■ **DESCRIPTION OF THE TASK**
The full listing should be transcribed verbatim.

■ **RECORDS PROVIDED**
PR #840, opened 2016-03-21
Implement quickfix to remove '.java' when KClass is expected

cypressious:
Fixes #KT-11078

### DIFF
--- a/idea/src/org/jetbrains/kotlin/idea/quickfix/ConvertClassToKClassFix.kt
+++ b/idea/src/org/jetbrains/kotlin/idea/quickfix/ConvertClassToKClassFix.kt
@@ -1,0 +1,82 @@
+/*
+ * Copyright 2010-2016 JetBrains s.r.o.
+ *
+ * Licensed under the Apache License, Version 2.0 (the "License");
+ * you may not use this file except in compliance with the License.
+ * You may obtain a copy of the License at
+ *
+ * http://www.apache.org/licenses/LICENSE-2.0
+ *
+ * Unless required by applicable law or agreed to in writing, software
+ * distributed under the License is distributed on an "AS IS" BASIS,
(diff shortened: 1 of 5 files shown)


idea/src/org/jetbrains/kotlin/idea/quickfix/ConvertClassToKClassFix.kt
```diff
@@ -0,0 +1,82 @@
...
+        if (!super.isAvailable(project, editor, file)) return false
+
+        val expressionType = element.analyze(BodyResolveMode.PARTIAL).getType(element) ?: return false
+        if (!expressionType.isJClass()) return false
+
+        val children = element.children
+        if (children.size != 2) return false
+
+        val firstChild = children.first() as? KtExpression ?: return false
+        val firstChildType = firstChild.analyze(BodyResolveMode.PARTIAL).getType(firstChild) ?: return false
```
yole: You should reuse the BindingContext from the first analyze() call.

idea/src/org/jetbrains/kotlin/idea/quickfix/ConvertClassToKClassFix.kt
```diff
@@ -0,0 +1,82 @@
...
+
+        return firstChildType.isSubtypeOf(type)
+    }
+
+    override fun invoke(project: Project, editor: Editor?, file: KtFile) {
+        val lastChild = element.children.lastOrNull() ?: return
+        editor?.document?.replaceString(lastChild.startOffset - 1, lastChild.endOffset, "")
```
yole: The quickfix will do nothing if there is no editor. It's possible to perform the change through the PSI, and it's better to do it that way.

cypressious:
@yole Done

yole:
Merged manually. Thanks a lot!

PR #844, opened 2016-03-29
#KT-10797 Fixed

mcgee:
Fix for https://youtrack.jetbrains.com/issue/KT-10797


yole:
I don't think that adding the `operator` modifier automatically is a good idea at this time. I think that in Kotlin 1.0 we can rely on the fact that functions intended to be used with the 'in' operator already have the modifier, and simply disable the quickfix if the modifier is not present.

mcgee:
Okay, fixed.

PR #845, opened 2016-03-30
Fix #KT-11675 Fixed - Add Smart Enter processor for 'init'

yarulan:


yole:
Thanks for your contribution!

PR #847, opened 2016-04-02
Prevent NPE when resolving enum entries and their properties

EddieRingle:
Compiler was crashing with the following:

```kotlin
enum class CrashEnum {
  first,
  second,
  name
}
```

i.e., if an enum had entries named `name` or `ordinal`,
the compiler would crash. This also caused many errors
in the IDE as the file was being resolved.

Signed-off-by: Eddie Ringle <eddie@ringle.io>


EddieRingle:
Looked into it more and @orangy is correct, it's definitely a lot more involved than someone new to the codebase like myself is prepared to deal with. Closing this, but I've submitted a PR (#848) that adds a test for [KT-11750](https://youtrack.jetbrains.com/issue/KT-11750).

PR #849, opened 2016-04-04
Fix handling of nullable types in LetImplementInterfaceFix #KT-11404

cypressious:


mglukhikh:
Pushed to master (manually). Many thanks again.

■ **OUTPUT FOR THIS EXERCISE**
PR #840, opened 2016-03-21
Implement quickfix to remove '.java' when KClass is expected

cypressious:
Fixes #KT-11078

### DIFF
--- a/idea/src/org/jetbrains/kotlin/idea/quickfix/ConvertClassToKClassFix.kt
+++ b/idea/src/org/jetbrains/kotlin/idea/quickfix/ConvertClassToKClassFix.kt
@@ -1,0 +1,82 @@
+/*
+ * Copyright 2010-2016 JetBrains s.r.o.
+ *
+ * Licensed under the Apache License, Version 2.0 (the "License");
+ * you may not use this file except in compliance with the License.
+ * You may obtain a copy of the License at
+ *
+ * http://www.apache.org/licenses/LICENSE-2.0
+ *
+ * Unless required by applicable law or agreed to in writing, software
+ * distributed under the License is distributed on an "AS IS" BASIS,
(diff shortened: 1 of 5 files shown)


idea/src/org/jetbrains/kotlin/idea/quickfix/ConvertClassToKClassFix.kt
```diff
@@ -0,0 +1,82 @@
...
+        if (!super.isAvailable(project, editor, file)) return false
+
+        val expressionType = element.analyze(BodyResolveMode.PARTIAL).getType(element) ?: return false
+        if (!expressionType.isJClass()) return false
+
+        val children = element.children
+        if (children.size != 2) return false
+
+        val firstChild = children.first() as? KtExpression ?: return false
+        val firstChildType = firstChild.analyze(BodyResolveMode.PARTIAL).getType(firstChild) ?: return false
```
yole: You should reuse the BindingContext from the first analyze() call.

idea/src/org/jetbrains/kotlin/idea/quickfix/ConvertClassToKClassFix.kt
```diff
@@ -0,0 +1,82 @@
...
+
+        return firstChildType.isSubtypeOf(type)
+    }
+
+    override fun invoke(project: Project, editor: Editor?, file: KtFile) {
+        val lastChild = element.children.lastOrNull() ?: return
+        editor?.document?.replaceString(lastChild.startOffset - 1, lastChild.endOffset, "")
```
yole: The quickfix will do nothing if there is no editor. It's possible to perform the change through the PSI, and it's better to do it that way.

cypressious:
@yole Done

yole:
Merged manually. Thanks a lot!

PR #844, opened 2016-03-29
#KT-10797 Fixed

mcgee:
Fix for https://youtrack.jetbrains.com/issue/KT-10797


yole:
I don't think that adding the `operator` modifier automatically is a good idea at this time. I think that in Kotlin 1.0 we can rely on the fact that functions intended to be used with the 'in' operator already have the modifier, and simply disable the quickfix if the modifier is not present.

mcgee:
Okay, fixed.

PR #845, opened 2016-03-30
Fix #KT-11675 Fixed - Add Smart Enter processor for 'init'

yarulan:


yole:
Thanks for your contribution!

PR #847, opened 2016-04-02
Prevent NPE when resolving enum entries and their properties

EddieRingle:
Compiler was crashing with the following:

```kotlin
enum class CrashEnum {
  first,
  second,
  name
}
```

i.e., if an enum had entries named `name` or `ordinal`,
the compiler would crash. This also caused many errors
in the IDE as the file was being resolved.

Signed-off-by: Eddie Ringle <eddie@ringle.io>


EddieRingle:
Looked into it more and @orangy is correct, it's definitely a lot more involved than someone new to the codebase like myself is prepared to deal with. Closing this, but I've submitted a PR (#848) that adds a test for [KT-11750](https://youtrack.jetbrains.com/issue/KT-11750).

PR #849, opened 2016-04-04
Fix handling of nullable types in LetImplementInterfaceFix #KT-11404

cypressious:


mglukhikh:
Pushed to master (manually). Many thanks again.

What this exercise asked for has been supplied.